Brief
Copy out each line of the material that includes the word "params".

(Beginning of Input data)

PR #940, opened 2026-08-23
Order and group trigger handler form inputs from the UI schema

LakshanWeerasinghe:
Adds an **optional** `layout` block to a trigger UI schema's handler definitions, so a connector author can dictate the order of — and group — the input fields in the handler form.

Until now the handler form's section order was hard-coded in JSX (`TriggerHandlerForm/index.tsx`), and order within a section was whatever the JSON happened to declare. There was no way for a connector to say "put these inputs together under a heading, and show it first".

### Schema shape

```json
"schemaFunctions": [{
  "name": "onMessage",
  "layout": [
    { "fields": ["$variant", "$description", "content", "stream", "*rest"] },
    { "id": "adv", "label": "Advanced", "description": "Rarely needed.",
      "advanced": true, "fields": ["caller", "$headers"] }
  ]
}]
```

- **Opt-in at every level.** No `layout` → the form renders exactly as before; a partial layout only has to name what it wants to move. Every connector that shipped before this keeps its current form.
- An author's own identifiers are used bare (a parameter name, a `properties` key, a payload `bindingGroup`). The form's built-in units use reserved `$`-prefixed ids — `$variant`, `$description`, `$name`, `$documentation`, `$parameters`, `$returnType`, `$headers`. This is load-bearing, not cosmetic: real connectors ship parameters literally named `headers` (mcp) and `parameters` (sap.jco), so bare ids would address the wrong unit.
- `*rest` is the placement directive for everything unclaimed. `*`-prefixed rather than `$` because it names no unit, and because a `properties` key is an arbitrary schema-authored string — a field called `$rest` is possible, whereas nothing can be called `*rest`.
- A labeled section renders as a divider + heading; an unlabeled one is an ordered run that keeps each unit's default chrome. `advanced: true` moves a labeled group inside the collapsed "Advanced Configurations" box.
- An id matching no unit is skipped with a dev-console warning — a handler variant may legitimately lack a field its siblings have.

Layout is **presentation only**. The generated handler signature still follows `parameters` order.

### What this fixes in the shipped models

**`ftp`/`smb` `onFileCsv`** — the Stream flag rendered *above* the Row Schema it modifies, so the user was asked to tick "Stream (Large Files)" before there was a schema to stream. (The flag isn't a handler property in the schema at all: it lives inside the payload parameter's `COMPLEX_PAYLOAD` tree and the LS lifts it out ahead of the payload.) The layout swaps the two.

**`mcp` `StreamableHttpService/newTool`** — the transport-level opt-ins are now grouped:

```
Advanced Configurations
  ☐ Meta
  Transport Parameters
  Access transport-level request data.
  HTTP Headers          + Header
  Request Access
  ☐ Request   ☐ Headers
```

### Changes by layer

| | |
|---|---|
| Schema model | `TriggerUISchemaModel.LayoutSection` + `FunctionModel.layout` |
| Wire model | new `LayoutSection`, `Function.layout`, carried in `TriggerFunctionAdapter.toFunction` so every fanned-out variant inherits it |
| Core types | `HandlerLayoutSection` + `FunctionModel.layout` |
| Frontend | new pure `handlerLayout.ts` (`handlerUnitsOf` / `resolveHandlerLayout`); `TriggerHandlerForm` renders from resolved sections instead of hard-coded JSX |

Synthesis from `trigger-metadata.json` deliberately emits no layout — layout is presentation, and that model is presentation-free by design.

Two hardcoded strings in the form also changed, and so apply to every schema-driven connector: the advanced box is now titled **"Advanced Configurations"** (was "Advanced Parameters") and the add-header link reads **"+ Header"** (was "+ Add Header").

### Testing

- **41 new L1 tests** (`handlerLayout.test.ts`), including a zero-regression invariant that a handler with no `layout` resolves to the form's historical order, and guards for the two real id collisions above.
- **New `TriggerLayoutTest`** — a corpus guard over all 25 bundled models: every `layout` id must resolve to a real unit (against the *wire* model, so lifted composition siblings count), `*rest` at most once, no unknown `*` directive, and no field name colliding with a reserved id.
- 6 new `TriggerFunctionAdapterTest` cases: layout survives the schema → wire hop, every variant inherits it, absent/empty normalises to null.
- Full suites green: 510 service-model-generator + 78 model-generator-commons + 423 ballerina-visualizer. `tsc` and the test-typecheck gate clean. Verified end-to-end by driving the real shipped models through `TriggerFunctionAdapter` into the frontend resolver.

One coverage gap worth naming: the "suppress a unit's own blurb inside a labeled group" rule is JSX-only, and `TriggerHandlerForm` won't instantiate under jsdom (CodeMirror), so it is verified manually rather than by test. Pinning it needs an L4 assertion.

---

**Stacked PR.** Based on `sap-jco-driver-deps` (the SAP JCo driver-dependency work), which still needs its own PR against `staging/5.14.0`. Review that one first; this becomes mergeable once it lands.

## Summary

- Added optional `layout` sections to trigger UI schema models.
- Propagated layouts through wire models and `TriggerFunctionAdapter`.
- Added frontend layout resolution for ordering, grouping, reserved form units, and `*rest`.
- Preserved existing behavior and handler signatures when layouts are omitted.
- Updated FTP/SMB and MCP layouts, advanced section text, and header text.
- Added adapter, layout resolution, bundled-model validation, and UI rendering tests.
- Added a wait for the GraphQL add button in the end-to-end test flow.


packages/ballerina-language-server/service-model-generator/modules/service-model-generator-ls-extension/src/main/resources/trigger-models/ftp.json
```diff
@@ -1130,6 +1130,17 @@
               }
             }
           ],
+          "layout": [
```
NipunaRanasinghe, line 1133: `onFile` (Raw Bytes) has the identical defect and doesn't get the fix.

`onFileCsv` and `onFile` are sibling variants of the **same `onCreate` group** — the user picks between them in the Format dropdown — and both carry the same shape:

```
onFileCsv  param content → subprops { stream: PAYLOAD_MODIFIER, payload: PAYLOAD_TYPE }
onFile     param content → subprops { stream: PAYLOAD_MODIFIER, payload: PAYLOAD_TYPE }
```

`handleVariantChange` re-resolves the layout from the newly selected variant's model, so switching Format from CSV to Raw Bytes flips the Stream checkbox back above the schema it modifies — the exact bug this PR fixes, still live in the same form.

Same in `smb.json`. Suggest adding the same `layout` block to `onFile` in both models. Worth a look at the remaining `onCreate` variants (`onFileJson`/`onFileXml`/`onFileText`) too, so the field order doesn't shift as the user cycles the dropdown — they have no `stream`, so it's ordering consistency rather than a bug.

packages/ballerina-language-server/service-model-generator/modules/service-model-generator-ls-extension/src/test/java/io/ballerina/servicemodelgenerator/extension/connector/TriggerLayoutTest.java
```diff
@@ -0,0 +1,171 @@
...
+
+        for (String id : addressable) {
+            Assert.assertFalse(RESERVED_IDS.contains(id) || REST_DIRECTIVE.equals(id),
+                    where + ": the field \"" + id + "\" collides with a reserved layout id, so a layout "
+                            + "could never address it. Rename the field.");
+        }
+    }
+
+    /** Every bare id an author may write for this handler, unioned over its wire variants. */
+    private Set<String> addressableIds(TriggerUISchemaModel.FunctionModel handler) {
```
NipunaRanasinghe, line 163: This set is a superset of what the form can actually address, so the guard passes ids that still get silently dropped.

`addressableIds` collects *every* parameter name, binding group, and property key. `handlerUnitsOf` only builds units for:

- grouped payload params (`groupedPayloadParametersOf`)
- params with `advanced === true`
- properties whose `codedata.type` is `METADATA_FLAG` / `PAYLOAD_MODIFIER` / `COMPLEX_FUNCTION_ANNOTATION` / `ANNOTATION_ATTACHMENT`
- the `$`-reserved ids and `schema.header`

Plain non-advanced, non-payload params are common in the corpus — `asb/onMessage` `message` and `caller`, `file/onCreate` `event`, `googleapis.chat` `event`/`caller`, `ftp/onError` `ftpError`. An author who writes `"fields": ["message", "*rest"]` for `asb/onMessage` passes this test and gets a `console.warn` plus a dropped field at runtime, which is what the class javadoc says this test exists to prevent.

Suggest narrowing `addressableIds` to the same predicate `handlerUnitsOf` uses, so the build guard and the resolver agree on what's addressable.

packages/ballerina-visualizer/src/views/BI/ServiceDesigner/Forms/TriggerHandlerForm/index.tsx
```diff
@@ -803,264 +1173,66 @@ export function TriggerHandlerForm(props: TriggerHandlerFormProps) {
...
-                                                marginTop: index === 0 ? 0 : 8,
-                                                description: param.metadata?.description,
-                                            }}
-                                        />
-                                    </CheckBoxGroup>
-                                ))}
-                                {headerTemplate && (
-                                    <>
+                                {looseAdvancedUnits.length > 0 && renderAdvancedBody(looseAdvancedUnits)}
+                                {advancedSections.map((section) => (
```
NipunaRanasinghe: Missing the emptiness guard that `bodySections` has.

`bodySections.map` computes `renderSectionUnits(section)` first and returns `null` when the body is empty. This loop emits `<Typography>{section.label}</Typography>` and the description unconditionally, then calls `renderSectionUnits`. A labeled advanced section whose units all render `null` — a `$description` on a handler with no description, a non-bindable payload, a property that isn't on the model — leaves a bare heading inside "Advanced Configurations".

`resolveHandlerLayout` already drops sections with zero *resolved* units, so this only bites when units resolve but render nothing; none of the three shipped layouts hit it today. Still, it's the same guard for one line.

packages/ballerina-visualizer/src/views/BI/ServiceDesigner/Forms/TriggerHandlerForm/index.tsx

(End of Input data)

Solution
- grouped payload params (`groupedPayloadParametersOf`)
- params with `advanced === true`
Plain non-advanced, non-payload params are common in the corpus — `asb/onMessage` `message` and `caller`, `file/onCreate` `event`, `googleapis.chat` `event`/`caller`, `ftp/onError` `ftpError`. An author who writes `"fields": ["message", "*rest"]` for `asb/onMessage` passes this test and gets a `console.warn` plus a dropped field at runtime, which is what the class javadoc says this test exists to prevent.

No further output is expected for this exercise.